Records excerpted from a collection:
PR #1524, opened 2015-06-18
Adaptive typing: fix buggy warning messages

privat:
#1257 relaxed some rules about untyped code in order to allow the compiler to compute a fixed point. So an inconsistent state with untyped code was permitted during the typing.

The problem is that errors messages or warnings could be prematurely displayed during the analysis thus be false because based on non final information.
The solution is to add a post-processing after the fixed point and delay the premature warning so that the information used is computed and reliable.

Moreover, the `useless null test because always null` is now brought back (it was disabled because caused too much unreliable noise)

Close #1257


privat:
Test fail because of bugs solved by #1526

xymus:
+1

BlackMinou:
+1

PR #1526, opened 2015-06-18
Bug fixes in SSA module

jpages:
This small PR fixes two bugs in SSA.

First: A property was unecessary specific in the hierarchy.
Second: Bad initialization of two attributes which cause runtime error in new tests.


privat:
+1

xymus:
+1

Exercise description ▸ Quote the records above from their first line through the line containing "#1257 relaxed some", both ends included.

Exercise output ▸
PR #1524, opened 2015-06-18
Adaptive typing: fix buggy warning messages

privat:
#1257 relaxed some rules about untyped code in order to allow the compiler to compute a fixed point. So an inconsistent state with untyped code was permitted during the typing.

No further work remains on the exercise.